I nod. I’m not sure if we’re done here, but I don’t want a gun on me any longer than necessary. “I can see that. Okay, I’m going.”
“Wait.” The bearded man hitches up his pants one-handed. “This guy—”
“Guillermo,” I say.
“Guillermo. How many people will he take in?”
“You and your families.” I look to the seemingly empty station. “There are lots of kids there already.”
He scratches at his beard and looks at his friend. The blond one gives a slight nod, and the bearded one says, “You can take the tracks if you want.”
“You’ll let me pass?”
“Yeah, we’ll let you pass, but we’ll have our guns on you.”
“Fair enough.”
I turn my bike to walk it in that direction. They follow behind. I hear a few mumbles before the blond one says, “You won’t make the bridge. We tried it.”
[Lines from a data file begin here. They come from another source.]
PR #2038, opened 2020-02-11
Add Timeout to PipelineTask

### LINKED ISSUE #1568: Need a way to specify a timeout for a pipeline task
# Actual Behavior

I configured a Tekton trigger event listener + trigger + pipeline for building some complex software that happens to exceeds the global task run timeout configuration.

With `tkn pr describe <pipeline run id>`, I see that several task runs failed with `TaskRunTimeout`.
Since these `TaskRuns` are generated by the tekton trigger event listener, I can't specify a timeout.

# Expected Behavior

Proposal to augment the `Pipeline` syntax such that a `PipelineTask` could specify a timeout.

For example, adapting the [pipeline doc example](https://github.com/tektoncd/pipeline/blob/master/docs/pipelines.md#usage):

```
kind: Pipeline
metadata:
  name: pipeline-with-parameters
spec:
  params:
    - name: context
      type: string
      description: Path to context
      default: /some/where/or/other
  tasks:
    - name: build-skaffold-web
      taskRef:
        name: build-push
      # Same syntax as TaskRunSpec.timeout: https://golang.org/pkg/time/#ParseDuration
      timeout: 5m
      params:
        - name: pathToDockerFile
          value: Dockerfile
        - name: pathToContext
          value: "$(params.context)"
```

The proposal is that running this pipeline would pass the `PipelineTask.timeout` as a `TaskRunSpec.timeout`. In the adapted example above, it would mean that the `TaskRun` for `build-skaffold-web` would timeout after 5 minutes regardless of the global default task run timeout configuration setting.

1. A tekton trigger event listener with a trigger for a pipeline that executes a task that exceeds the default task run timeout.

# Additional Info

### LINKED ISSUE #2037: Timeout Code Comment for v1alpha2 TaskRunSpec Says Default Timeout is 10 Minutes
The code comment for Timeout as part of the TaskRunSpec appears to state the default time of 1 hour incorrectly.

# Expected 

The default timeout is 1 hour as documented [here](https://github.com/tektoncd/pipeline/blob/master/docs/taskruns.md#configuring-default-timeout). 

# Actual 

The [comment](https://github.com/tektoncd/pipeline/blob/52babda84f585fbe4ad6a8dce7a1802d2de513dd/pkg/apis/pipeline/v1alpha2/taskrun_types.go#L46) states the timeout default is 10 minutes.

/kind documentation

danielhelfand:
Closes #1568 
Closes #2037 

# Changes

This pull request adds a Timeout property to PipelineTasks to allow TaskRuns associated with a PipelineRun to define Timeouts. 

```yaml
kind: Pipeline
metadata:
  name: pipeline
spec:
  tasks:
  - name: build
    taskRef:
      name: build
    timeout: 1m
  - name: deploy
    taskRef:
      name: deploy
    runAfter:
      - build
```

If the TaskRun times out, the TaskRun will fail and the PipelineRun will fail as well. 

This pull request also changes a code comment for TaskRun timeouts that incorrectly states the default for TaskRun timeouts is 10 minutes. It is actually 1 hour. 

# Submitter Checklist

## Reviewer Notes

# Release Notes

```
Add Timeout property for PipelineTasks
```


vdemeester:
@danielhelfand you need to run `./hack/update-codegen.sh` to update the generated file with this new field :angel: 

/area api
/kind api-cĥang

danielhelfand:
> @danielhelfand you need to run `./hack/update-codegen.sh` to update the generated file with this new field 👼

Thanks! The script seems to have an issue with a script from plumbing. Any thoughts on it would be appreciated, but I'll look into it too.

```
/github.com/tektoncd/pipeline/vendor/github.com/tektoncd/plumbing/scripts/library.sh: line 325: go-licenses: command not found
```

danielhelfand:
I see, `go-licenses` needs to be installed.

sbwsg:
Looks good to me - just want to check before I lgtm tho: Are the additions to third_party intentional?  What was the process that introduced those changes?  Was it a result of the update-codegen.sh script?

That directory is only used so we have a place to store license info for the libraries we use, is that right?

danielhelfand:
> Looks good to me - just want to check before I lgtm tho: Are the additions to third_party intentional? What was the process that introduced those changes? Was it a result of the update-codegen.sh script?

The updates occurred as part of running `update-codegen.sh`. The build-tests were failing until it was updated. 

> That directory is only used so we have a place to store license info for the libraries we use, is that right?

That was my thought, but I'm not completely sure. If someone else can confirm, would appreciate it.

sbwsg:
Awesome, cheers!

/lgtm

PR #2042, opened 2020-02-13
Adding pipeline results

othomann:
# Changes
Adding the ability to reuse task results into other tasks within the same pipeline

# Submitter Checklist

review them:

## Reviewer Notes

# Release Notes

```
Add pipeline results. This makes it possible to a user to use results from another task as parameters to a task within the same pipeline.
```


sbwsg:
Something that occurs to me reading through this: It looks like we allow the user to only use a single isolated variable substitution in a given parameter.  In other words they can't do something like:

```
params:
- name: ephemeral-env-name
  value: "ci-$(tasks.git-push.results.short-commit-sha)-ephemeral"
```

Where the expected value here would end up looking something like "ci-991f807-ephemeral" and in this example would be the name of an ephemeral namespace or something that is deployed to when a PR is being tested.

I need to check what variable substitution looks like with other fields. I have a hunch that this kind of thing is supported with others and we'd probably want the same kind of support here as well.  Will look into it and update this PR with a comment.

pkg/apis/pipeline/v1alpha2/param_types.go
```diff
@@ -124,3 +125,77 @@ func (arrayOrString *ArrayOrString) ApplyReplacements(stringReplacements map[str
...
+	return &ResultReference{
+		PipelineTask: pipelineTask,
+		Result:       result,
+	}, nil
+}
+
+// HasResultReference is similar to NewResultReference, but it is used
+// when the error is not relevant. i.e. we simply want to check if param contains
+// a result reference
+func HasResultReference(param Param) (*ResultReference, bool) {
```
sbwsg: While I understand the impulse to add sugar for common use cases I'd argue that this doesn't add a ton of value over simply doing something like this directly in the 2 places which use `HasResultReference`:

```go
if resultRef, _ := NewResultReference(param); resultRef != nil {
  // The param is a result reference
}
```

pkg/reconciler/pipelinerun/pipelinerun.go
```diff
@@ -428,7 +428,17 @@ func (c *Reconciler) reconcile(ctx context.Context, pr *v1alpha1.PipelineRun) er
 		c.Logger.Errorf("Error getting potential next tasks for valid pipelinerun %s: %v", pr.Name, err)
 	}
 
-	rprts := pipelineState.GetNextTasks(candidateTasks)
+	nextRprts := pipelineState.GetNextTasks(candidateTasks)
+	if err := resources.ResolveParams(pipelineState, nextRprts); err != nil {
```
sbwsg: We have some existing code to perform variable substitutions in `pkg/reconciler/pipelinerun/resources/apply.go` and I am wondering if we can use some of that to reduce the amount of new machinery we're introducing with `ResolveParams`.

The way that `ApplyParameters` works, for example, is to build up a table of string keys of the format "params.foo" to the value which that param is set to.  So you might end up with a map looking something like this:
```go
map[string]string {
  "params.branch-name": "master",
  "params.repo-url": "https://github.com/tektoncd/pipeline",
}
```

and then ApplyParameters will use the `ApplyReplacements` func to walk through all the tasks in the pipelinespec and perform substitutions on all those task's params.

Would it be possible to reuse some of that code to write an additional func like `ApplyResults` that performs similar work?  It looks like this same approach could map well to the problem we're solving here and would reduce the amount of new code required.  It may also allow us to support the use case I mentioned in another comment of embedding a result's value inside a larger string such as "ci-$(tasks.git-push.results.short-sha)-ephemeral-env".

eddie4941:
> params:
> -  name: ephemeral-env-name
> value: "ci-$(tasks.git-push.results.short-commit-sha)-ephemeral"
> Where the expected value here would end up looking something like "ci-991f807-ephemeral" and > in this example would be the name of an ephemeral namespace or something that is deployed to > when a PR is being tested.

Oh yeah. Didn't think about that. I don't think it would be too hard to implement that behavior. though theres something to think about that is the desired behavior.

Since results are taken verbatim form the contents of the result file that the task lays on disk, we might run into a bunch of issues with newlines when performing the substitutions in embedded cases like the one you mentioned.

In that example, if the task laid down the SHA like so (newline at the end):
```
f3af3eddd5047d2e7eb795affac54cb6952d22b9\n
```
```
"ci-$(tasks.git-push.results.short-commit-sha)-ephemeral"
```
would turn into
```
ci-f3af3eddd5047d2e7eb795affac54cb6952d22b9\n-ephemeral
```

We could strip newline to prevent this, but that might be a bad idea as we likely don't want to alter the users output.

skaegi:
@sbwsg I'm trying to rework all the variable substitution right now to use the jsonpath.Expand func from PR #1951 everywhere so that kind of logic isn't reimplemented a zillion times. I just hadn't realized it was such a huge job. @eddie4941 we're so close to the beta that if it's easy to implement in the current way it would be good even if we re-implement a little bit later.

sbwsg:
> I need to check what variable substitution looks like with other fields. I have a hunch that this kind of thing is supported with others

OK, I've run a test this morning to see what happens if you wrap a pipeline's param into a larger string being passed into a Task's param and it looks like it operates as mentioned.  The pipeline's param is interpolated into the rest of the string contents. [1]

> we might run into a bunch of issues with newlines when performing the substitutions in embedded cases like the one you mentioned.

Great point.  I had not thought about newlines being included here.  My feeling is we should clearly document the behaviour initially and start considering changes such as trimming the whitespace only if users really struggle with it. My guess right now is that so long as we are passing the result values around verbatim that users will quickly learn to remove extra whitespace from the result values they emit from their tasks.  This also sounds like a good thing to watch out for when we start updating tasks in the Catalog to emit their results.

[1] Here's the quick example pipeline I wrote up to check the params behaviour:

```yaml
kind: Task
metadata:
  name: print-message
spec:
  inputs:
    params:
    - name: message
      type: string
      description: "The message to print"
      default: "hello world"
  steps:
  - name: print
    image: ubuntu
    script: |
      #!/usr/bin/env bash
      echo "$(inputs.params.message)"
---
kind: PipelineRun
metadata:
  name: add-octopus-arms
spec:
  params:
  - name: message
    value: "o.O"
  pipelineSpec:
    params:
    - name: message
      type: string
      description: "The figure to wrap in octopus arms"
    tasks:
    - name: add-octopus-arms
      taskRef:
        name: print-message
      params:
      - name: message
        value: "~~$(params.message)~~"
```

sbwsg:
> This also sounds like a good thing to watch out for when we start updating tasks in the Catalog to emit their results.

Example from a catalog entry of trimming newline when storing to a result here: https://github.com/tektoncd/catalog/pull/182/files#diff-1239eb0a6238e01666691e444b6367b7R55

It would be cool if this were handled for the user but it's not a huuuuge headache as it stands.  Just `echo -n $FOO > $(results.foo.path)`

“When?” I keep my eyes forward, searching the platforms for a trap. The sun is hot, even nowhere near its apex, with all the clothes I wear. I want a drink of water, bad.
“First week after it blew.”
“It could be different now. The zombies move around.”
“Nope, Whitestone and Throgs Neck are gone. We heard you could maybe walk across the G.W.” By the way he says it, it’s clear he doesn’t believe it, or thinks the far-off George Washington Bridge might as well be in Chicago for all the good it does us.